Thinking · 10-19-2005, 03:55 AM

@AlonsoTheBonzo
well i'm not sure if i'm correct but mutex synchronization is the slowes synchronisation method
semaphores are much faster
i tried it with mutex a few days ago and it decreased the speed about 30%
i'm not sure if pipes are that usefull because i have to do a read/write for this too and as far as i know they are not so much faster than simple socket I/O (local!)
so i don't think that pipes reduce the overhead
but maybe if the threads can be correctly balanced with pipes!
if that's true you may be right

@sundialvscs
the only thing i use for this for now is RAM and cpu, my app and the kernel
no hard disk
no NIC

so if i do wrong synchronization it is very likely that i get a big synchronization overhead!

your 500k argument with paging makes sense to me
also your "let-the kernel do the stuff" argument is also good
but i can't do this
because i have 2 sockets (i don't really use the filesystem (if i do i could use sendfile(); but i can't))
and (maybe i only don't know how) the kernel can't do the stuff alone
so i have to do it by myself

i'm not sure what you mean with asynchronous I/O
because i think i do this already
for 2 sockets i have 4 threads
2 reading
2 writing
so i do it asynchron, not?

but i think i know how i can achieve the maximum performance for this
i have to reduce the way data takes from one socket to the other
and i think the only way is a zero-copy algorithm for 2 sockets
sounds like this
http://lwn.net/Articles/152424/

btw: i don't want a solution i want THE solution ;-)
i have a working (good working) solution since 1 week, but i want it faster
as fast as it's possible under the sun

AlonsoTheBonzo · 10-19-2005, 12:21 PM

"i tried it with mutex a few days ago and it decreased the speed about 30%"

Can I see this code, or the relevant portions, including the parts where you are timing the threads?
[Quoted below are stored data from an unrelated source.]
PR #177, opened 2026-08-27
Allow players to change `supported_commands` mid-session

### LINKED ISSUE #142: player@v1: consolidate `supported_commands` into `client/state` and give the timing/buffering server rules their own section

maximmaxim345:
`supported_commands` was split across two messages, `'volume'` and `'mute'` in the `client/hello` support object and `'set_output_delay'` in `client/state`, so a player could not change which commands it accepts without reconnecting and `server/command` had to name both locations as sources of truth. The whole list moves into the `client/state` player object.

The split also failed silently: an SDK reading only `client/hello` ignores `set_output_delay`, one reading only `client/state` ignores `volume` and `mute`, and neither errors. Consolidating matches the CONTRIBUTING rule that a field expected to change during a connection belongs in `client/state`.

This breaks `player@v1` on the wire, and a server can no longer see command capabilities at `server/activate` time, which is exotic but worth stating.

#175 already made `supported_commands` non-optional and defined an empty list as accepting no commands, so the field line itself only gains `'volume'` and `'mute'`, and the `client/hello` copy is deleted.

# Rules the move requires

A server MUST NOT send a player command before the client has sent a `client/state` containing the `player` object, mirroring the existing rule for binary data. The move opens that window because `server/activate` precedes the first state message, and the player object is the unit that carries `supported_commands`.

`supported_commands` advertises settability, not reportability. A player MAY report `volume` or `muted` without accepting the matching command, an amplifier with a physical volume knob being the real case, and capability cannot be inferred from field presence because `output_delay_ms` is never optional either way. A server MUST NOT treat a reported `volume` or `muted` as settable while the matching command is absent, though it MAY still surface the value read-only.

Group volume averages over volume-capable players, so when the last capable player withdraws the reported value jumps to 100 and the control disappears with nobody having touched a volume. Both reading rules now say so and require a recompute when a player's support changes.

# Group volume writes

The group volume algorithm already disagreed with itself before this change: it computed its delta against the average of all player volumes and sent a command to every player, while the reading rules excluded players without volume support. The move makes the mismatch reachable mid-session, so both paths now filter on capability, and setting group mute gets the same fix. This part is separable if you would rather it went on its own.

# Editorial

The "Server behavior" bullets sat under the `client/hello` support-object heading while describing `required_lead_time_ms` and `min_buffer_ms`, which live in `client/state`, and two cross-references pointed at that mismatched anchor. The text merges into "Server Audio Send Constraints", which already carries the overlapping lead and send-ahead rules.

Closes #142


arturpragacz (commented):
Weren't we supposed to align all dynamically changing values and move them all to `client/state`? So including for example `visualizer`'s and `artwork`'s `stream/request-format` fields.

maximmaxim345:
> Weren't we supposed to align all dynamically changing values and move them all to `client/state`? So including for example `visualizer`'s and `artwork`'s `stream/request-format` fields.

Thats for a different PR though since it touches multiple roles, I'll write that once #175 is merged.

roles/controller/v1.md
```diff
@@ -46,11 +46,11 @@ Control the group that's playing and switch groups. Only valid from clients with
      - All delta has been successfully applied, or
      - All players are clamped at their volume boundaries
 
-The loop only computes the final per-player volumes; once it completes, the server sends each player a single volume command — intermediate values are never sent.
+The loop only computes the final per-player volumes; once it completes, the server sends each of those players a single volume command — intermediate values are never sent.
```
kahrendt: The first 2 steps specify players supporting the `volume` command. Steps 3 and 4 are not as specific (though 3 is probably fine because its each of those players' inheriting the specifications in steps 1 and 2). Maybe just start with defining a term for a set of players that are eligible before the algorithm starts and just use that term throughout.

roles/controller/v1.md
```diff
@@ -77,6 +77,6 @@ The `controller` object in [`server/state`](../../messaging.md#server--client-se
...
 
-**Reading group volume:** Group volume is the average of the volumes of players in the group that support the `volume` command. Players without volume support are excluded from the calculation. If no player in the group supports `volume`, group volume is reported as 100 and `'volume'` is dropped from the controller `supported_commands`.
+**Reading group volume:** Group volume is the average of the volumes of players in the group that support the `volume` command. Players without volume support are excluded from the calculation. If no player in the group supports `volume`, group volume is reported as 100 and `'volume'` is dropped from the controller `supported_commands`. A player MAY change its [`supported_commands`](../player/v1.md#client--server-clientstate-player-object) mid-session, so the server recomputes both the group volume and the controller `supported_commands` whenever a player's volume support changes. When the last volume-capable player withdraws support, the reported group volume jumps to 100 and the group volume control disappears without anyone having changed a volume.
```
kahrendt: "When the last volume-capable player withdraws support, the reported group volume jumps to 100 and the group volume control disappears without anyone having changed a volume." 
Reads a bit off for the spec, especially the "without anyone having change a volume" part. Could you rewrite it to be more normative?

roles/player/v1.md
```diff
@@ -90,11 +80,13 @@ The `player` object in [`server/command`](../../messaging.md#server--client-serv
 Request the player to perform an action, e.g., change volume or mute state.
 
 - `player`: object
-  - `command`: 'volume' | 'mute' | 'set_output_delay' - must be listed in `supported_commands` from [`player@v1_support`](#client--server-clienthello-playerv1-support-object) or from [`client/state`](#client--server-clientstate-player-object); unlisted commands are ignored by the client
+  - `command`: 'volume' | 'mute' | 'set_output_delay' - must be listed in `supported_commands` from [`client/state`](#client--server-clientstate-player-object); unlisted commands are ignored by the client
   - `volume?`: integer - volume range 0-100, only set if `command` is `volume`
   - `mute?`: boolean - true to mute, false to unmute, only set if `command` is `mute`
   - `output_delay_ms?`: integer - delay in milliseconds (0-5000), only set if `command` is `set_output_delay`
 
+The server MUST NOT send a player command to a client before that client has sent a [`client/state`](../../messaging.md#client--server-clientstate) containing the `player` object, which is where the client advertises `supported_commands`.
```
kahrendt: This should mirror the language used in https://github.com/Sendspin/spec/blob/5bea14e656bb0b5380ff5acb9e66412db5772d48/messaging.md?plain=1#L262 or maybe not even list it here since it is already covered in the messaging docs

roles/controller/v1.md
maximmaxim345: Good catch, moved it into the lead-in so all the steps inherit it.

roles/controller/v1.md
maximmaxim345: Dropped it instead of rewriting. It followed from the two rules above it.

roles/player/v1.md
maximmaxim345: Not covered actually, messaging.md only gates binary data. But I'll open a separate PR to fix that.

maximmaxim345: #204

kahrendt (approved):
Thanks!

jtshaw · 10-19-2005, 12:22 PM

Quote:

Originally posted by Thinking
@AlonsoTheBonzo
well i'm not sure if i'm correct but mutex synchronization is the slowes synchronisation method
semaphores are much faster

That doesn't make any sense to me. A mutex is typically implemented as a semaphore with the initial value set to 1 instead of x (which would be >= 1). I'm fairly certain that is the way it is implement in Linux as it wouldn't make much sense to have two different implementations of essentially the same idea. Feel free to point out if I'm wrong here (happens pretty often

).

I agree with Alfonzo, the way your doing I/O I'd say your way more bound by the speed of the disk then you are by any locking mechanism you might attempt to use to provide good thread synchronization.

How are the threads doing the writing getting the information they are writing?

Typically in a situation where you have lots of writing, and lots of reading going on a reader-writer lock is the way to go (since so long is nobody is writing we care little how many are reading in most cases) but this seams no to fly with what you want to do either. I guess I'm still confused about how slowing down the readers would ever be of benefit to you.